Harry didn’t move to take it.

“I -” said Hermione. “I mean, thank you, thank you a lot, but I’m still thinking about it, so you can take it back for now. And… Harry, I don’t think it’s right to
spy
on people -”

“Not even on known bullies, to rescue their victims?” Harry said. “
I’ve
never been bullied, but I’ve been through a realistic simulation, and it didn’t feel very pleasant. Have you ever been bullied, Hermione?”

“No,” she said in a quiet voice, and went on holding out Harry’s invisibility cloak to him.

Finally Harry took back his cloak - she felt a small twitch of loss as the inaudible song vanished from the back of her mind - and started to stuff the black material back into his pouch.
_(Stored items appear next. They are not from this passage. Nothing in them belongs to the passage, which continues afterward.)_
PR #1089, opened 2024-10-02
refactor: Implement generics in `Transaction.go`

0xivanov:
**Description**:

## Introduction

The current design of the `Transaction` struct in Go has 3 major inefficiencies:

As the pouch ate the last of the fabric, Harry turned from her, to break the Quieting Barrier -

“And, um,” Hermione said. “That’s not
the
Cloak of Invisibility, is it? The one we read about in the library on page eighteen of Paula Vieira’s translation of Gottschalk’s
An Illustrated Scroll of Lost Devices
?”

Harry turned his head back, grinning slightly, and said in exactly the same tone of voice he’d used earlier with the other students at dinner, “I cannot confirm or deny that I possess magical artifacts of incredible power.”

When Hermione climbed into bed that night she was still trying to decide. Her life had been simpler at dinnertime, back when there hadn’t
been
any practical way for them to find bullies; and now she had to choose again; not for herself, this time, but for her friends. In her mind’s eye she kept seeing Dumbledore’s lined face and the pain it hadn’t quite hidden, and in her mind’s ears she kept hearing Harry’s voice saying ‘That’s their choice, Hermione, just like it’s yours.’
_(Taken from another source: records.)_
Issue #1113, opened 2024-10-23
replace `/crypto` from `go-ethereum`


0xivanov:
### Problem

replace `/crypto` from `go-ethereum`

### Solution

-

PR #1124, opened 2024-10-31
chore: Replace key logic from `go-ethereum`

0xivanov:
**Description**:
Remove `/crypto` package coming from go-ethereum.

**Related issue(s)**:

Fixes https://github.com/hashgraph/hedera-sdk-go/issues/1113

**Notes for reviewer**:

**Checklist**


query.go
```diff
@@ -170,6 +170,9 @@ func _QueryMakePaymentTransaction(transactionID TransactionID, nodeAccountID Acc
 	}
 
 	signature := operator.signer(bodyBytes)
+	if len(signature) == 65 {
```
0xivanov, line 173: note:
The ecdsa signature is 65 bytes normally. For some reason the consensus node requires it to be 64 bytes. go-ethereum also produces 65 bytes sig and we used to cut it like this in the `sign` func: 
```go
return sig[:len(sig)-1]
```

Even though we used to cut it, the `VerifySignature` func used to work, but now it does not - if we cut the signature in the `sign` method. That's why the caller of the `sign` method should cut it with the introduction of the new lib.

And her hand kept remembering the sensation of the cloak against her fingers, replaying it over and over in her mind. There was a power to the feeling that compelled her thoughts to return to it, and to the song she’d heard / hadn’t heard in a part of her mind and magic which now lay silent once more.
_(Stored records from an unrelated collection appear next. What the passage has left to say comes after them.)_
Issue #1111, opened 2024-10-23
Replace `/common/abi` from `go-ethereum`


0xivanov:
### Problem

Replace `/common/abi` from `go-ethereum`

### Solution

-

PR #1127, opened 2024-11-05
chore: replace `/common/abi` module

0xivanov:
**Description**:
Replace `/common/abi` from go-ethereum

**Related issue(s)**:

Fixes https://github.com/hashgraph/hedera-sdk-go/issues/1111

**Notes for reviewer**:

**Checklist**


contract_function_parameters_e2e_test.go
```diff
@@ -319,1247 +317,1249 @@ func performDeploy(env IntegrationTestEnv) (*ContractID, error) {
...
 	require.NoError(t, err)
 	require.Equal(t, value, contractCal.GetUint8(0))
-
+	err = CloseIntegrationTestEnv(env, nil)
+	require.NoError(t, err)
 }
 func TestUint8Max(t *testing.T) {
 
 	env := NewIntegrationTestEnv(t)
-	defer CloseIntegrationTestEnv(env, nil)
```
0xivanov, line 334: revert the defer changes

abi.go
```diff
@@ -0,0 +1,446 @@
...
+
+	for _, field := range fields {
+		switch field.Type {
+		case "constructor":
+			if a.Constructor != nil {
+				return fmt.Errorf("multiple constructor declaration")
+			}
+			input, err := NewTupleTypeFromArgs(field.Inputs)
+			if err != nil {
+				panic(err)
```
gsstoykov, line 147: Should we panic here? Why not just propagate an error?

abi.go
```diff
@@ -0,0 +1,446 @@
...
+			}
+			a.Constructor = &Method{
+				Inputs: input,
+			}
+
+		case "function", "":
+			c := field.Constant
```
gsstoykov, line 154: Do we need `field.Constant` if it is just used to assign `c` and `c` is always the result of `field.StateMutability == "view" || field.StateMutability == "pure"`

abi_decode.go
```diff
@@ -0,0 +1,427 @@
...
+	return a
+}
+
+// Address implements the ethgo.Key interface Address method.
+func (a Address) Address() Address {
+	return a
+}
+
+// Sign implements the ethgo.Key interface Sign method.
+func (a Address) Sign(hash []byte) ([]byte, error) {
```
gsstoykov, line 162: If `an address cannot sign messages` why have this function?

abi_encode.go
```diff
@@ -0,0 +1,377 @@
...
+	one  = big.NewInt(1)
+)
+
+// Encode encodes a value
+func Encode(v interface{}, t *Type) ([]byte, error) {
+	return encode(reflect.ValueOf(v), t)
+}
+
+func encode(v reflect.Value, t *Type) ([]byte, error) {
+	if v.Kind() == reflect.Interface {
```
gsstoykov, line 43: nit: Valid here and for every `kind`. Won't it be better named as something like `dataType`, `valueType`?

ethereum_transaction_e2e_test.go
gsstoykov, line 1: note: There is going to be a merge conflict here with the new RLP impl. It will no longer require this decodeHex. Just pointing out.

abi_encode.go
```diff
@@ -0,0 +1,377 @@
...
+// nolint
+func leftPad(b []byte, size int) []byte {
+	return padBytes(b, size, true)
+}
+
+func rightPad(b []byte, size int) []byte {
+	return padBytes(b, size, false)
+}
+
+func decodeHex(str string) ([]byte, error) {
```
gsstoykov, line 370: I think this name is too general to be package private in the hedera package. I suggest renaming it to a more specific name.

ethereum_transaction_e2e_test.go
gsstoykov: If decodeHex in you other file gets renamed to a more specific name there won't be a conflict here,

gsstoykov (commented):
Overall LG, just some final grooming suggestions.

ethereum_transaction_e2e_test.go
0xivanov: Not sure what this means since i cannot see the outlined code.

abi_encode.go
0xivanov: Im open for suggestions.

abi_encode.go
0xivanov: Line 43 is checking `kind` which is from the go standard lib. The `kinds` in the switch statement are solidity types. I've renamed the solidity `Kind` to `AbiTypeKind` to make it clearer.

abi.go
0xivanov: fixed.

abi_decode.go
0xivanov: removed.

abi_encode.go
gsstoykov: Maybe you can leave it as is and delete the decodeHex in the `ethereum_transaction` test(Assuming it will do the same). This way we won't have to change the test and no merge conflict will follow.

0xivanov: The test function panics, while the actual implementation is returning an error. I made the test function an internal variable, this should fix the compilation error.

0xivanov: The test util func is removed.

ethereum_transaction_e2e_test.go
0xivanov: Fixed the merge conflicts

gsstoykov (approved):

Harry had spoken to the cloak like it was a
person
, telling it to take good care of her. Harry had said the cloak had belonged to his father, that he couldn’t replace it if it was lost…

But… Harry wouldn’t
really
do that, would he?

Just
hand
her one of the three Deathly Hallows created centuries before Hogwarts?

She could say that she felt flattered, but this went
way
beyond feeling flattered, into making her wonder just what she was to Harry, exactly.

Maybe Harry was the sort of person who went around loaning ancient lost magical artifacts to
anyone
he considered a friend, but -

But when she thought about
which
part of his life Harry had said he’d skipped over, the part where he tried to keep her safe and protected…

Hermione stared up at the ceiling of the Ravenclaw dorm. Somewhere beyond her bed, Mandy and Su were talking. She’d turned up her Quieting Charm to where she couldn’t hear the exact words, but could still hear their faint murmur; there was something comforting about sleeping in a dorm with the other girls. Harry kept his own Quieter turned up all the way, she knew.

She was starting to wonder if maybe Harry actually
did
, well…

You know…

Like
her.

It took Hermione Granger a long time to fall asleep that night.

And when she woke up the next morning there was a small slip of parchment peeking out from under her pillow which said
At half-past ten you will find a bully in the fourth passageway to the left of the hall leaving the Potions classroom - S.

When Hermione entered the Great Hall that morning, her stomach was filled with flying butterflies the size of Hippogriffs; even as she approached the Ravenclaw breakfast table she still hadn’t decided what to
do.

There was an empty place next to Padma, she saw. That would be where to sit down, if she was going to tell Padma and then ask Padma to tell Daphne and Tracey.